<<<<

Issue #70, opened 2024-10-07
Fix lighthouse performance reports on Shoppy


heypoom:
Review the Lighthouse performance reports in Shoppy, and fix them.

PR #71, opened 2024-10-08
Cache data endpoints, optimize static assets & reserve image size

heypoom:
Fixes https://github.com/metabase/shoppy/issues/70

- Caches the rarely-changing data endpoints (i.e. `/api/products` and `/api/categories`) with `Cache-Control` headers and passing a query parameter, both on the browser and on [Vercel's Edge Network](https://vercel.com/docs/edge-network/caching)
- Get rid of cookies, and replace them with using query parameters for cacheability
- Preload static assets with `<link rel="preload">`
- Prevent layout shifts by reserving the image size using aspect-ratio, object-fit and max-width
- Avoid render-blocking font loading by using Vite webfont plugin
- Optimize images and SVGs by using the Image Optimizer plugin

### Demos

Image Optimizer result

CleanShot 2567-10-08 at 09 37 25@2x


api/src/routes/category-list.ts
```diff
@@ -22,6 +22,9 @@ export async function categoryListHandler(req: Request, res: Response) {
       where: (category, { eq }) => eq(category.shopId, user.shopId),
     })
 
+    // cache for 1 week
+    res.set("Cache-Control", "public, max-age=604800")
```
heypoom, line 26: These data endpoints almost never changes, so it's a great candidate for caching. The frontend calls this endpoint with a `?site=...` query parameter, so the cache is isolated by site.

index.html
```diff
@@ -10,9 +10,47 @@
     <link rel="preconnect" href="https://fonts.googleapis.com" />
     <link rel="preconnect" href="https://fonts.gstatic.com" crossorigin />
 
+    <!-- preload product images before the bundle loads -->
```
heypoom, line 13: A bit ugly, but it's the most surefire way of ensuring that we preloaded our product images before the JavaScript bundle even loads.

index.html
```diff
@@ -10,9 +10,47 @@
...
+    <link rel="preload" as="image" type="image/png" href="/images/pug/3.png" />
+
+    <!-- preload the Lato font -->
     <link
       href="https://fonts.googleapis.com/css2?family=Lato:wght@400;700&display=swap"
-      rel="stylesheet"
+      rel="preload"
+      as="style"
+      onload="this.onload=null;this.rel='stylesheet'"
     />
```
heypoom, line 54: This is a trick that preloads the CSS stylesheet for the Lato font first, then turns it into a stylesheet once it finishes loading. Makes the font loads a bit faster.

src/components/layout/Shell.tsx
```diff
@@ -39,7 +39,9 @@ export function Shell(props: Props) {
             className="border-transparent"
             ff="Lato"
           >
-            <Image src="/metabase-logo-with-wordmark.svg" />
+            <Link to="/">
+              <Image src="/metabase-logo-with-wordmark.svg" />
+            </Link>
```
heypoom, line 44: Take the user back to their homepage when clicking on the Metabase logo.

src/index.tsx
```diff
@@ -26,10 +26,10 @@ import "./styles/viz-workaround.css"
 
 import { store } from "./store"
 
-import { setInitialSiteCookie } from "./utils/switch-site"
+import { syncInitialSiteCookie } from "./utils/switch-site"
 import { ThemeProvider } from "./components/ThemeProvider"
 
-setInitialSiteCookie()
+syncInitialSiteCookie()
```
heypoom, line 32: This is from https://github.com/metabase/shoppy/pull/69

src/routes/product-list/index.tsx
```diff
@@ -19,8 +19,8 @@ export const ProductAnalyticsPage = (props: Props) => {
   const categoryId = props.categoryId && parseInt(props.categoryId, 10)
 
   const query = useQuery({
-    queryKey: ["products"],
-    queryFn: () => getProductList(),
+    queryKey: ["products", site],
+    queryFn: () => getProductList(site),
```
heypoom, line 23: Cache the product by site key.

src/utils/query-category.ts
```diff
@@ -1,9 +1,10 @@
 import type { Category } from "../types/category"
 
 import { API_HOST } from "../constants/env"
+import { SiteKey } from "../types/site"
 
-export async function getCategoryList(): Promise<Category[]> {
-  const response = await fetch(`${API_HOST}/categories`, {
+export async function getCategoryList(site: SiteKey): Promise<Category[]> {
+  const response = await fetch(`${API_HOST}/categories?site=${site}`, {
```
heypoom, line 7: `?site` here acts as a cache key.

src/utils/switch-site.ts
```diff
@@ -18,10 +18,16 @@ const SITE_TO_EMAIL_MAP: Record<SiteKey, string> = {
...
+export const getCurrentSite = (): SiteKey =>
+  JSON.parse(localStorage.getItem(SITE_KEY)!) || DEFAULT_SITE
+
+/**
+ * Sync the user cookie for the API with the site in localStorage.
+ *
+ * Uses the site from localStorage as the initial user cookie.
+ * This is a migration for people who have previously visited the demo.
+ **/
+export const syncInitialSiteCookie = () => setSiteCookie(getCurrentSite())
```
heypoom, line 30: This is from https://github.com/metabase/shoppy/pull/69

api/src/utils/cache.ts
```diff
@@ -0,0 +1,8 @@
+import { Response } from "express"
+
+// cache for 1 week
+export const cacheStaticResponse = (res: Response) =>
+  res.set(
+    "Cache-Control",
+    "public, max-age=604800, s-maxage=604800, stale-while-revalidate=18000",
+  )
```
heypoom, line 8: This cache-control header tells the browser to cache it for a week, as well as tells Vercel's Edge CDN to cache it as per https://vercel.com/docs/edge-network/caching.

api/src/utils/cache.ts
```diff
@@ -0,0 +1,10 @@
+import { Response } from "express"
+
+// cache for 1 week.
+// this cache-control header tells the browser to cache it for a week,
+// as well as tells Vercel's Edge CDN to cache via https://vercel.com/docs/edge-network/caching
+export const cacheStaticResponse = (res: Response) =>
+  res.set(
+    "Cache-Control",
+    "public, max-age=604800, s-maxage=604800, stale-while-revalidate=18000",
+  )
```
heypoom, line 10: The frontend uses the `?site=...` query parameter in the URL, therefore it is safe to cache this in Vercel's CDN.

public/shoppy/luminara/1.png
heypoom, line 1: The images under `public/shoppy` is unused. The correct on is `public/images/`. We remove this so that the Vite Image Optimizer does not waste time on optimizing these.

src/utils/query-category.ts
```diff
@@ -1,9 +1,10 @@
 import type { Category } from "../types/category"
 
 import { API_HOST } from "../constants/env"
+import { SiteKey } from "../types/site"
 
-export async function getCategoryList(): Promise<Category[]> {
-  const response = await fetch(`${API_HOST}/categories`, {
+export async function getCategoryList(site: SiteKey): Promise<Category[]> {
```
npretto, line 6: I'm starting to wonder if at this point we could just make the requests a static return on the FE as this is a "fake" app

heypoom: @npretto I've considered that too, but the same information is also needed for the embedded questions, e.g. we show the products and categories in the dashboard. Having to duplicate the data in both the database and the frontend is a bit iffy, as we have many products.

npretto: Ah I didn't realize we queried the same db from metabase, all good then, the cache should be enough :)

src/index.tsx
npretto: Is it needed on this pr?

api/src/utils/cache.ts
```diff
@@ -0,0 +1,10 @@
+import { Response } from "express"
+
+// cache for 1 week.
+// this cache-control header tells the browser to cache it for a week,
+// as well as tells Vercel's Edge CDN to cache via https://vercel.com/docs/edge-network/caching
+export const cacheStaticResponse = (res: Response) =>
```
npretto, line 6: The name is a bit confusing as I was thinking this function stored the request but instead it's just setting the headers for cache control.
Thinking a bit more about it though maybe we can set the headers on a middleware? I think we want to cache everything outside of the auth right?

api/src/routes/product-list.ts
```diff
@@ -24,6 +25,8 @@ export async function productListHandler(req: Request, res: Response) {
       where: (products, { eq }) => eq(products.shopId, user.shopId),
     })
 
+    cacheStaticResponse(res)
```
npretto, line 28: This endpoint is behind the `restrict` middleware for auth, does the cache mess with this?
Bonus question: do we really need the restrict?

src/index.tsx
heypoom: @npretto removed from this PR in https://github.com/metabase/shoppy/pull/71/commits/4e688df9448b307b4b8c1f3a495026e3d9bf4ed6 - as we use query parameters for cacheability instead of cookies, I got rid of cookies entirely.

src/utils/switch-site.ts
heypoom: Removed as of https://github.com/metabase/shoppy/pull/71/commits/4e688df9448b307b4b8c1f3a495026e3d9bf4ed6 as we use query parameters instead of cookies for cacheability of `/products` and `/categories` endpoint

api/src/routes/product-list.ts
heypoom: @npretto Good point. I removed the `restrict` middleware, and removed usage of cookies and rely only on query parameters. That should make it much safer to cache. Fixed in https://github.com/metabase/shoppy/pull/71/commits/4e688df9448b307b4b8c1f3a495026e3d9bf4ed6

api/package.json
```diff
@@ -13,7 +13,6 @@
     "drizzle:studio": "drizzle-kit studio"
   },
   "dependencies": {
-    "cookie-parser": "^1.4.6",
```
heypoom, line 16: Removed our reliance on cookie, as using query parameters makes it cacheable with [Vercel's Edge Network](https://vercel.com/docs/edge-network/caching).

api/package.json
```diff
@@ -25,8 +24,8 @@
   },
   "devDependencies": {
     "@faker-js/faker": "^8.4.1",
-    "@types/cookie-parser": "^1.4.7",
     "@types/cors": "^2.8.17",
+    "@types/express": "^4",
```
heypoom, line 28: Fixes type issues in `main.ts`.

api/src/constants/users.ts
```diff
@@ -1,31 +1,25 @@
 import { User } from "../types/user"
 
-/** Hash of the "password" password, used for the demo. */
-const DEMO_PASSWORD_HASH = `$argon2id$v=19$m=65536,t=3,p=4$SPxNs6dPuj0kL0HV/Q+EaQ$sxUyyap4NFEDweTLJZaoLbuVGZGTD297Dz+Hh3Jvahs`
```
heypoom, line 4: We don't need this anymore as we don't have login and logout anymore.

api/src/main.ts
```diff
@@ -16,10 +16,10 @@ setupMiddleware(app)
...
 const router = Router()
 router.get("/", (_, res) => res.send({ status: "ok" }))
-router.get("/sso/metabase", restrict, metabaseAuthHandler)
-router.get("/products", restrict, productListHandler)
-router.get("/categories", restrict, categoryListHandler)
-router.get("/product/:id", productDetailHandler)
+router.get("/sso/metabase", metabaseAuthHandler)
+router.get("/products", withCacheHeader, productListHandler)
+router.get("/categories", withCacheHeader, categoryListHandler)
+router.get("/product/:id", withCacheHeader, productDetailHandler)
```
heypoom, line 22: Use the `withCacheHeader` middleware on cacheable data endpoints. These endpoints are all safe to cache now, as we got rid of cookies.

api/src/middleware/cache.ts
```diff
@@ -0,0 +1,18 @@
...
+ * and Vercel's Edge CDN caches it via https://vercel.com/docs/edge-network/caching
+ */
+export function withCacheHeader(
+  _req: Request,
+  res: Response,
+  next: NextFunction,
+) {
+  res.set(
+    "Cache-Control",
+    "public, max-age=604800, s-maxage=604800, stale-while-revalidate=18000",
```
heypoom, line 14: `s-maxage` and `stale-while-revalidate` is for Vercel, while `max-age` is for the Browser

api/src/middleware/index.ts
```diff
@@ -25,8 +24,6 @@ export function setupMiddleware(app: Express) {
   app.use(express.json())
   app.use(express.text())
   app.use(express.urlencoded({ extended: false }))
-  app.use(cookieParser())
```
heypoom, line 28: Removed the cookie parser as we do not need to parse cookies anymore.

api/src/routes/category-list.ts
```diff
@@ -19,7 +24,7 @@ export async function categoryListHandler(req: Request, res: Response) {
         description: true,
         createdAt: true,
       },
-      where: (category, { eq }) => eq(category.shopId, user.shopId),
+      where: (category, { eq }) => eq(category.shopId, shopId),
```
heypoom, line 27: We only need the shop id for querying, so we can use `getShopIdBySite` instead to simplify things.

api/src/routes/metabase-sso.ts
```diff
@@ -7,11 +7,16 @@ import {
...
 
 export async function metabaseAuthHandler(req: Request, res: Response) {
-  const user = await findUserByEmail(req.cookies.user)
+  const { site } = req.query
+
+  if (typeof site !== "string") {
+    return res.status(400).json({ error: "site is not specified" })
+  }
+
+  const user = await getUserBySite(site)
```
heypoom, line 19: We use the `site` query parameter to know which user to sign the JWT token with. This endpoint is **not** cached.

api/src/routes/product-list.ts
```diff
@@ -21,7 +26,7 @@ export async function productListHandler(req: Request, res: Response) {
         shopId: true,
       },
       with: { category: { columns: { id: true, name: true } } },
-      where: (products, { eq }) => eq(products.shopId, user.shopId),
+      where: (products, { eq }) => eq(products.shopId, shopId),
```
heypoom, line 29: Same as above. We only need the shop id for querying, so we can use `getShopIdBySite` instead to simplify things.

api/src/utils/sites.ts
```diff
@@ -0,0 +1,20 @@
...
+export const SITE_TO_SHOP_IDS: Record<string, number> = {
+  pug: 1,
+  stitch: 2,
+  luminara: 3,
+}
+
+export const getShopIdBySite = (site: string): number | undefined =>
+  SITE_TO_SHOP_IDS[site]
+
+export const getUserBySite = (site: string) => {
```
heypoom, line 12: This is needed for the `/metabase/sso` endpoint, so we know which user to use for signing the JWT, to send to the Metabase instance.

src/components/AppProvider.tsx
```diff
@@ -19,23 +19,27 @@ interface Props {
...
+  const config: SDKConfig = useMemo(() => {
+    return {
+      metabaseInstanceUrl: METABASE_INSTANCE_URL,
+      jwtProviderUri: `${API_HOST}${JWT_PROVIDER_URI}`,
+      loaderComponent: MetabaseLoader,
+      errorComponent: MetabaseError,
+
+      // Append the current site as a query parameter to the JWT provider URL.
+      fetchRequestToken: (url: string) =>
+        fetch(`${url}?site=${site}`).then((res) => res.json()),
```
heypoom, line 39: We need the `site` query parameter in `/metabase/sso` to change depending on which site we are on, so we can wrap the SDK configuration in a `useMemo`.

src/components/SiteSwitcher.tsx
```diff
@@ -14,14 +14,15 @@ import { SiteKey } from "../types/site"
 export const SiteSwitcher = () => {
   const [currentSite, setCurrentSite] = useAtom(siteAtom)
 
-  const switchSiteMutation = useMutation({
-    mutationFn: switchSite,
-    mutationKey: ["login"],
+  const refetchSiteContentMutation = useMutation({
```
heypoom: Rename to reflect what it should do: re-fetch the products and categories whenever the site changes.

src/routes/product-list/ProductCard.tsx
```diff
@@ -26,7 +26,17 @@ export const ProductCard = ({ product }: Props) => {
...
+            w="100%"
+            className="product-card-image-container aspect-ratio-square"
+          >
+            <Image
+              src={image}
+              className="product-card-image object-cover"
+              w="100%"
+              h="100%"
+            />
+          </Box>
```
heypoom, line 39: Fixes layout shifts (CLS) by reserving width and height for the product images.

src/themes/pug.css
```diff
@@ -7,7 +7,6 @@ body[data-theme="pug"] {
 
   .product-card-image {
     border-radius: 100%;
-    max-width: 300px;
```
heypoom, line 10: This should apply to every site.

src/utils/query-category.ts
heypoom, line 7: We use `?site` query parameter here to specify which site we are on, and to provide a stable identifier for caching.

vite.config.ts
```diff
@@ -2,11 +2,19 @@ import { defineConfig } from "vite"
...
 const isHTTPS = process.env.HTTPS
 
 export default defineConfig({
-  plugins: [react(), viteTsconfigPaths(), isHTTPS ? basicSsl() : null],
+  plugins: [
+    react(),
+    viteTsconfigPaths(),
+    isHTTPS ? basicSsl() : null,
+    webfontDownload(),
+    ViteImageOptimizer(),
```
heypoom, line 16: Makes webfont non-blocking, and optimizes SVG and JPEG/PNG images.

src/components/SiteSwitcher.tsx
```diff
@@ -2,28 +2,14 @@ import { Flex, Text, ButtonGroup, Button } from "@mantine/core"
...
 
-  const switchSiteMutation = useMutation({
-    mutationFn: switchSite,
-    mutationKey: ["login"],
-  })
-
-  async function changeSite(key: SiteKey) {
-    await switchSiteMutation.mutateAsync(key)
-    setCurrentSite(key)
-  }
```
heypoom, line 25: This is automatically handled by `@tanstack/react-query` when we provided the query key, e.g. `queryKey: ["categories", site]`

src/routes/product-list/ProductCard.tsx
WiNloSt: How do I verify this works? I tried removing `src` from the image and it seems the container shrinks.

image

Also, we might not need this change since we already preload all product images.

WiNloSt (approved):
Overall this looks good. I've commented inline.

src/components/AppProvider.tsx
npretto: From the point of view of the manteiners of the sdk, i think it's safer/easier to keep `jwtProviderUri` constant and ask for all the dynamic logic in `fetchRequestToken`

WiNloSt: > From the point of view of the manteiners of the sdk, i think it's safer/easier to keep `jwtProviderUri` constant and ask for all the dynamic logic in `fetchRequestToken`

This isn't well communicated in our Readme though. If I'm the customer I'd expect an easy URL manipulation via `jwtProviderUri`.

Would it be hard to make that happen?

npretto: It's not communicated at all and it probably even works, but I'm not sure we should tell people to do that, as I think it's easier for us to tell them that if they need anything dynamic they should use the function so that we only have to test that to work.
It's just for the sake of simplicity, if you feel it's more natural to have a dynamic url i'm okay with that but we'll have to write tests for both and make sure both ways work and will keep working in the future

WiNloSt: I think this could be a side-discussion. This doesn't have to be addressed here.

src/routes/product-list/index.tsx
```diff
@@ -21,20 +21,20 @@ export const ProductAnalyticsPage = (props: Props) => {
...
-
   let products = query.data ?? []
 
   if (categoryId) {
     products = products.filter((product) => product.category.id === categoryId)
   }
 
+  // If the site changes, redirect back to the product listing page.
+  // This ensures we don't show product from last site's categories.
+  useSiteChanged(() => navigate("/admin/products"))
```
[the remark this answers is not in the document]
heypoom: @WiNloSt It's just a merge conflict. I added this block in this PR but also in the mobile responsiveness PR, so once we merged the branch I just had to pick one.

src/components/AppProvider.tsx
heypoom: @WiNloSt I completely forgot that we can pass a dynamic `jwtProviderUri`. Although, that won't work in the current SDK because of the `loginStatus.status` check in the current SDK - we only allow SDK auth config to be updated if the status is not yet initialized.

(It looks like that this check in the SDK is written incorrectly too - you aren't supposed to `return` early in `useEffect`, as returning is for sending the context)

```tsx
useEffect(() => {
  if (loginStatus.status !== "uninitialized") {
    return;
  }

  setupSdkAuth(config, dispatch);
}, [config, dispatch, loginStatus.status]);
```

WiNloSt: Let's keep this as is then. We should fix this separately.

src/routes/product-list/ProductCard.tsx
heypoom: @WiNloSt Thanks for testing this! The CSS was indeed broken, I just fixed that in https://github.com/metabase/shoppy/pull/71/commits/7ac8830987ed1c3b8d9a71c37958c5f9a04f28cc. You should be able to link the `src` to a nonexistent image or just remove the `src`, and it should show up like in this screenshot:

CleanShot 2567-10-09 at 22 57 45@2x

It's less important now that we have the preload, but still good to have in case of a slow network connection.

>>>>

# ACTIVITY:
Go through the material and report each line that holds the string "main".

# RESULT:
heypoom, line 28: Fixes type issues in `main.ts`.
api/src/main.ts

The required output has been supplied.